# Garter carriage(G Carriage or Turtile because it goes slow)



## duo80green (Mar 12, 2011)

It's a separate carriage that does the knit and purl stitch on the Brother machine. I make baby blankets with bunny, bear or any other animal in the center. I also made a afghan for my niece with the bride and groom in the center panel with doves at the top and bottom and two side panels with the doves at the top and bottom. I finished the top and bottom with crochet. I also did gansey sweaters with the G-Carriage. It is not cheating. You can make a lot of clothing for your family faster, althought it takes longer to sew together. If you are good with the sewing machine, you can sew them together. It is a lot of fun working with the knitting machine. I made a pair of capri's for my youngest son's fiance this summer and they fit her perfect. I just knitted two pieces on the machine and sewed them together and put elastic in the waist. I followed a pattern. I get my article started and make sure it is working allright, then I go and do other work around the house, but I listen to the G- Carriage to make sure it is running OK. Duo80green


----------



## ScotKnits (Sep 2, 2011)

I have a 930 & a 940 & one machine is designated for use with the Garter Carriage. It's slow but I can work on the other machine while the garter carriage is clicking away!!! I don't care if someone thinks this is "cheating". It's no different than an embroidery machine that embroiders by itself! (I have one of those also). Both great tools to use to get stuff done.


----------



## sistermaide (Jul 17, 2011)

I agree fully!  

I see no difference.



ScotKnits said:


> I have a 930 & a 940 & one machine is designated for use with the Garter Carriage. It's slow but I can work on the other machine while the garter carriage is clicking away!!! I don't care if someone thinks this is "cheating". It's no different than an embroidery machine that embroiders by itself! (I have one of those also). Both great tools to use to get stuff done.


----------



## susieknitter (Jul 14, 2011)

ScotKnits, I have just seen that you have a 930 and a 940.
There is a debate going on here, under the heading 950i or 965, as to the difference between your two machines.
You are the ideal person to settle it. Please give us your knowledge!
Sue.


----------



## Lyndee (Nov 5, 2011)

I have a KH930, and as I understand it, the KH940 is the same but has a larger memory for creating your own patterns. Thats the only difference I am aware of, but there could be more.


----------



## euvid (Apr 2, 2011)

Larger memory.


----------



## KateWood (Apr 30, 2011)

My information is that the 930/950/950i uses mylar sheets when you want to use a new pattern and the 940/965/965i eliminated the mylar sheets new patterns are electronically input on the console.


----------



## euvid (Apr 2, 2011)

THe 930 does not use a Mylar sheet. Check out this site it lists everything.

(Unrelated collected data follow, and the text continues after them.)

Issue #381, opened 2025-11-29
Proposal: Add flatMapLatest operator


peterfriese:
I would like to propose adding a flatMapLatest operator to AsyncSequence.

## Motivation
When transforming elements of an asynchronous sequence into new asynchronous sequences, there are cases where only the results from the most recent transformation are relevant. A common example is a search-as-you-type interface where each keystroke triggers a network request. If a new request starts, the previous one becomes irrelevant and should be cancelled to save resources and avoid displaying stale data.

## Proposed Solution
Add a flatMapLatest operator that transforms each element from the base AsyncSequence into a new inner AsyncSequence. When a new element is produced by the base sequence, iteration on the current inner sequence is cancelled, and iteration begins on the newly created sequence.

## Example

```
let searchResults = searchQueries.flatMapLatest { query in
  searchAPI(query)
}

for await result in searchResults {
  displayResults(result) // Only latest results displayed
}
```

I've prepared an Evolution proposal and a prototype implementation including tests (see https://github.com/peterfriese/swift-async-algorithms/tree/flatMapLatest/statemachine)

pyrtsa:
The PR was merged. Why is this issue still open?

peterfriese:
Closed via #382

PR #382, opened 2025-11-29
feat: Add AsyncSequence.flatMapLatest operator

peterfriese:
This PR introduces the `flatMapLatest` operator for `AsyncSequence`, refined through collaboration with Philippe Hausler.

## What's included:

*   **`flatMapLatest` operator**: A new operator that transforms elements of an asynchronous sequence into new asynchronous sequences, automatically cancelling previous inner sequences when a new element arrives from the outer sequence.
*   **Refined API Surface** (Credit: Philippe Hausler):
    *   Uses **opaque return types** (`some AsyncSequence`) for better encapsulation.
    *   Full support for **typed throws**, ensuring type-safe error propagation.
    *   Added **`switchToLatest()`** shorthand for `AsyncSequence` of `AsyncSequence`.
*   **Performance & Robustness**:
    *   **High-performance State Machine**: Implementation uses a state machine pattern to ensure thread-safe operation and efficient coordination.
    *   **Race Condition Fix** (Credit: Peter Friese): Resolved a critical concurrency issue where inner stream producers could yield values after cancellation, causing potential crashes or inconsistent state.
*   **Comprehensive Testing**:
    *   Extensive unit tests covering error propagation, cancellation, and empty sequences.
    *   Added a specific **concurrency regression test** (`test_concurrency_crash_repro`) to ensure the race condition fix remains effective.
*   **Documentation & Evolution**:
    *   Updated **Evolution Proposal** (`Evolution/00nn-flatMapLatest.md`) reflecting the pitchable state with the refined API.
    *   Added **`mapError`** operator (dependency) to support the refined implementation.

## Motivation:

The `flatMapLatest` operator (and its shorthand `switchToLatest`) addresses the common problem of managing asynchronous operations where only the result of the most recent operation is relevant. This is essential for building responsive, data-driven user interfaces in Swift.

This PR is an implementation of #381

---
*This PR represents an integrated effort combining the original proposal with refinements for modern Swift Concurrency patterns.*

### DIFF
--- a/.gitignore
+++ b/.gitignore
@@ -10,3 +10,4 @@ DerivedData/
 .swiftpm
 Package.resolved
 .swift-version
+test_output.log


Sources/AsyncAlgorithms/FlatMapLatest/AsyncFlatMapLatestSequence.swift
```diff
@@ -0,0 +1,55 @@
...
+  }
+  
+  public struct Iterator: AsyncIteratorProtocol, Sendable {
+    let storage: FlatMapLatestStorage<Base, Inner>
+    
+    init(base: Base, transform: @escaping @Sendable (Base.Element) -> Inner) {
+      self.storage = FlatMapLatestStorage(base: base, transform: transform)
+    }
+    
+    public func next() async throws -> Element? {
```
phausler: couple of notes here that might inform the rest of the potential pitch:
the next method should likely be the typed throws variant (because as it currently stands this algorithm always throws, which is less than ideal if the base components never throw)
that would then make the overload for the old variant of next (the unaddorned non-typed throws version as you have written) would be `rethrows` not `throws`

Sources/AsyncAlgorithms/FlatMapLatest/FlatMapLatestStateMachine.swift
```diff
@@ -0,0 +1,439 @@
...
+  enum NextAction {
+    case returnElement(Element)
+    case returnNil
+    case throwError(Error)
+    case startOuterTask(Base)
+    case suspend
+  }
+  
+  enum Action {
+    case startInnerTask(Inner, generation: Int, previousTask: Task<Void, Never>?, previousContinuation: UnsafeContinuation<Void, Error>?)
```
phausler: I would like to potentially have the flatMap and switchToLatest families eventually only be driven by one task, do you think that is something we could transition to from this implementation?

peterfriese: I tried following the implementation of the other algorithms.

Maybe this is something we can look into once the initial version has been merged?

Sources/AsyncAlgorithms/FlatMapLatest/AsyncFlatMapLatestSequence.swift
peterfriese: +1 on using typed throws, thanks for the suggestion! I see you implemented this in PR https://github.com/apple/swift-async-algorithms/pull/395, so I will not change it here for the time being.

phausler: so my pr was just to update things, feel free to merge my branch into yours and continue iterating. the major concerns here are more for the review with regards to the closure throwing or being async etc. I can help out with getting the implementation over the line.

Sources/AsyncAlgorithms/FlatMapLatest/FlatMapLatestStateMachine.swift
phausler: yes this could be an optimization later down the road.

Sources/AsyncAlgorithms/FlatMapLatest/AsyncFlatMapLatestSequence.swift
peterfriese: I cherry-picked your suggestions into this PR, thanks!

PR #384, opened 2025-12-09
Make MPSCAsyncChannel `#isolation` methods use nonisolated(nonsending)`.

gottesmm:
We can perform more aggressive optimizer optimizations with nonisolated(nonsending) than #isolation. So use that instead to get some easy perf wins.

### DIFF
--- a/Sources/AsyncAlgorithms/MultiProducerSingleConsumerChannel/MultiProducerSingleConsumerAsyncChannel+Internal.swift
+++ b/Sources/AsyncAlgorithms/MultiProducerSingleConsumerChannel/MultiProducerSingleConsumerAsyncChannel+Internal.swift
@@ -391,7 +391,7 @@ extension MultiProducerSingleConsumerAsyncChannel {
     }
 
     @inlinable
-    func next(isolation: isolated (any Actor)? = #isolation) async throws -> Element? {
+    nonisolated(nonsending) func next() async throws -> Element? {
       let action = self._stateMachine.withLock {
         $0.next()
       }
@@ -431,7 +431,7 @@ extension MultiProducerSingleConsumerAsyncChannel {
     }
 
     @inlinable
-    func suspendNext(isolation: isolated (any Actor)? = #isolation) async throws -> Element? {
+    nonisolated(nonsending) func suspendNext() async throws -> Element? {
       try await withTaskCancellationHandler {
         try await withUnsafeThrowingContinuation { (continuation: UnsafeContinuation<Element?, Error>) in
           let action = self._stateMachine.withLock {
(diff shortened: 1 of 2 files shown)


Sources/AsyncAlgorithms/MultiProducerSingleConsumerChannel/MultiProducerSingleConsumerAsyncChannel.swift
```diff
@@ -710,9 +708,7 @@ extension MultiProducerSingleConsumerAsyncChannel.ChannelAsyncSequence where Ele
     }
 
     @inlinable
-    mutating func next(
```
FranzBusch, line 713: I don't think we can change this one since this is a protocol requirement of `AsyncSequence` unless `nonisolated(nonsending)` methods are capable of fulfilling `isolated` protocol requirement

Sources/AsyncAlgorithms/MultiProducerSingleConsumerChannel/MultiProducerSingleConsumerAsyncChannel+Internal.swift
```diff
@@ -431,7 +431,7 @@ extension MultiProducerSingleConsumerAsyncChannel {
     }
 
     @inlinable
-    func suspendNext(isolation: isolated (any Actor)? = #isolation) async throws -> Element? {
+    nonisolated(nonsending) func suspendNext() async throws -> Element? {
```
jamieQ, line 434: in my recent testing, it seems `nonisolated(nonsending)` does not grant the ability to actually procure a reference to the `isolated` parameter in a way that allows isolating closures in the same manner that capturing an explicit `isolated` parameter does. i suppose in this case it doesn't matter since the parameter isn't being captured by the body closures, but that does make me wonder if those closures are actually not being isolated in the intended manner currently.

FranzBusch: Could you briefly expand what closures you are worried are not isolated in particular?

jamieQ: so, the concern would be that even though the method inherits isolation by default (in the original formulation), the isolated parameter is unused within the body closures. this is true in the prior version with an isolated parameter, and seems to also be true even after converting to implicit caller isolation inheritance. this means the actual 'work' invoked by the `with*` runtime methods isn't isolated, so IIUC it's going to require an executor hop if the caller is actor-isolated. this can be seen in this sort of example: https://swift.godbolt.org/z/GP4dPhfKv.

FranzBusch: Ah so you are talking about the `withTaskCancellationHandler` and `withCheckedContinuation` handler. Both of them have open PRs to address these issues https://github.com/swiftlang/swift/pull/85191 & https://github.com/swiftlang/swift/pull/85518

Edit: I see that you left a comment on the latter PR. The hop should be eliminated and I think @gottesmm is looking into that.

Issue #356, opened 2025-07-09
FIFO not respected in `AsyncChannel`


alessionossa:
While testing `AsyncChannel` behavior to determine if it was a good match for my use case, I noticed that when `AsyncChannel.send(_:)` is called from different `Task`s, the order of the output is inconsistent and unpredictable, even if the schedule happens on a specific actor and so does the reading.

The following script sends 500 elements, one after the other, each in its own `Task`. This recreates a common scenario of the real word where new elements generates from user inputs in a synchronous context and the call to `send(_:)` has to be wrapped in a Task to bridge sync and async worlds. This behavior is also described at [[Pitch] Async buffered channel - Related Projects / Swift Async Algorithms - Swift Forums](https://forums.swift.org/t/pitch-async-buffered-channel/59854).

```swift
import Foundation
import AsyncAlgorithms

@globalActor actor ConsumerActor: GlobalActor {
    static let shared = ConsumerActor()
}

func testAsyncChannel() async throws {
    let channel = AsyncChannel<Int>()

    let task1 = Task { @ConsumerActor in        
        var count = 0
        
        for await value in channel {
            count += 1
            if value != count {
                print(value, "on ConsumerActor does not match", count)
            }
            // print("AsyncChannel value: ", value)
        }
    }
    
    for element in 1...500 {
        Task { @MainActor in
            // print("Sending \(element)")
            await channel.send(element)
        }
        // try await Task.sleep(for: .nanoseconds(30000)) // For values above 30000 ns, the order is respected.
    }
}

try await testAsyncChannel()

try await Task.sleep(for: .seconds(2))
```

The output this script is:
```plain
3 on ConsumerActor does not match 1
4 on ConsumerActor does not match 2
5 on ConsumerActor does not match 3
6 on ConsumerActor does not match 4
7 on ConsumerActor does not match 5
1 on ConsumerActor does not match 6
8 on ConsumerActor does not match 7
12 on ConsumerActor does not match 8
13 on ConsumerActor does not match 9
[...]
```
Showing that the order the elements are emitted by the `AsyncChannel` does not correspond to the ordinal numbers.

The expectation is that the elements emitted by the `AsyncChannel` are in the same order `AsyncChannel.send(_:)` has been called. This happens when calls to `AsyncChannel.send(_:)` are at least 30000 ns.

[...]

PR #388, opened 2025-12-15
[WIP]: inherit caller isolation in some AsyncChannel methods

jamieQ:
This change adopts caller isolation inheritance via parameter isolation in Async{Throwing}Channel and corresponding AsyncIterator types.

Resolves: https://github.com/apple/swift-async-algorithms/issues/356

### DIFF
--- a/Sources/AsyncAlgorithms/Channels/AsyncChannel.swift
+++ b/Sources/AsyncAlgorithms/Channels/AsyncChannel.swift
@@ -35,7 +35,10 @@ public final class AsyncChannel<Element: Sendable>: AsyncSequence, Sendable {
   /// If the channel is already finished then this returns immediately.
   /// If the task is cancelled, this function will resume without sending the element.
   /// Other sending operations from other tasks will remain active.
-  public func send(_ element: Element) async {
+  public func send(
+    isolation: isolated (any Actor)? = #isolation,
+    _ element: Element
+  ) async {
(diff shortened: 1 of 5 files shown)


jamieQ:
cc @FranzBusch @phausler – this is largely a PoC of how we might address some executor hops that could lead to unexpected event orderings. i'd like to hear your thoughts on the approach. in particular:

1. are there concerns with adding defaulted isolated parameters into existing API?
2. is tackling this sort of thing in a piecemeal fashion palatable, or have you considered a wholesale audit of the repo to address the class of issue?
    - relatedly, do you have thoughts regarding opting into `NonisolatedNonsendingByDefault` at some point (though i'm personally not sure it's totally ready for all use cases yet)?

jamieQ:
> Did you give it a try to compile this repo with that default enabled and see if we run into any issues?

@FranzBusch i did a very brief test, and there were many errors involving non-sendability that immediately surfaced for isolation boundary closures (i believe possibly fixed in https://github.com/swiftlang/swift/pull/85603 and friends). also, basically every async iterator `next()` implementation errors b/c the existing implementations use the non-isolation-inheriting form.

IIUC just enabling that feature now also would not resolve the issues with hops when calling the concurrency runtime functions (`with*(...)`) until they are somehow changed. it's not clear to me if any of the in-flight PRs to do that will ensure the semantic change is realized on older runtimes though.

http://www.scanthecat.com/html/bnro_machines.html


----------



## susieknitter (Jul 14, 2011)

Kate the 930 doesn't use Mylar sheets, the 910/950/950i use mylar sheets.
The 930 looks the same as the 940, the difference seems to be something about the memory.
Scotknits, on here, has both machines and I have asked her if she will inform us in what way they differ. She has said that the 940 takes a garter carriage and the 930 doesn't on another blog.


----------



## susieknitter (Jul 14, 2011)

I need to apologize, SORRY, it is here That ScotKnits says that she has the two machines and rereading what she has put, it is that she chooses to use one for the garter carriage while using the other. SORRY SORRY SORRY, IV'E LOST THE PLOT.


----------



## jkt (Apr 14, 2011)

You can even use the garter carriage with a punchcard machine.
Julie


----------



## euvid (Apr 2, 2011)

WHat beautiful puppies


----------



## susieknitter (Jul 14, 2011)

I dont know which, but some models do not have a rail for the Garter carriage. I think that those that don't are the older models of punchcard machines though.


----------



## euvid (Apr 2, 2011)

I have an 881 which does not have the garter rail. However the garted carriage that was made for that machine 88II has rails that fit over the existing rail allowing to use use the G carriage. My 891 is the same machine as the 881 except that it has a rail the works with the garter carriage. That is a 89II.


----------



## jkt (Apr 14, 2011)

euvid said:


> WHat beautiful puppies


Thank you. They are six months old now, but all gone. My sister and daughter's sister and law and one of my husband's friends all took one, so I still get to see them grow. One of them got 2nd place at Nationals in puppy division. I don't really know what that means, but sounds good!


----------



## MarieDe (Mar 27, 2011)

Hi Suzieknitter, JKT and Scotknitter. 4 points please: 1.) The G-carriage DEFINITELY works on the Brother 930 2.) the Brother 930 DOES NOT USE MYLAR sheets, it's totally electronic. I use it all the time. 3.) the Brother G-carriage CANNOT work on a Brother punchcard machine because the G-carriage is electronic and a Brother punchcard machine normally is NOT (its not equipped to plug into any electrical outlet where the G-carriage MUST be plugged in! 4.)using the G-carrige is NOT CHEATING -- to take it to a further step, perhaps you can look at using a knitting MACHINE as cheating because we're not using 2 needle hand knitting....or even further, is it cheating to use a sewing machine rather than just a needle and thread?? LOL just taking a point too far here, no harm intended.


----------



## jkt (Apr 14, 2011)

MarieDe:
You CAN use the G-carriage with a punchcard machine if its the right punchcard machine because I have done it!!!! The G-carriage plugs into the wall, but the patterning is done by the rails(I don't know technical term of the rails) I haven't used the punchcard since I got the 940, but I think it was a brother 890?


----------



## MarieDe (Mar 27, 2011)

Hi JKT, well then I stand corrected. I never knew a G-Carriage could work on a punchcard machine, as a matter of fact, I upgraded my old 890 to a 930 just because my knitting machine supplier told me I couldn't have the G-Carriage on the 890. Well, I'll be. (P.S. I'm still glad I upgraded to the 930.) Take care and thanks for the info.


----------



## susieknitter (Jul 14, 2011)

I do know that the Brother KH930 doesn't take Mylar sheets.
I also know that you can use a Garter carriage on a punch card machine providing it has the correct rail to run it.
What I wanted to know was, what is the difference between the KH930 and the Kh940.


----------



## jkt (Apr 14, 2011)

MarieDe said:


> Hi JKT, well then I stand corrected. I never knew a G-Carriage could work on a punchcard machine, as a matter of fact, I upgraded my old 890 to a 930 just because my knitting machine supplier told me I couldn't have the G-Carriage on the 890. Well, I'll be. (P.S. I'm still glad I upgraded to the 930.) Take care and thanks for the info.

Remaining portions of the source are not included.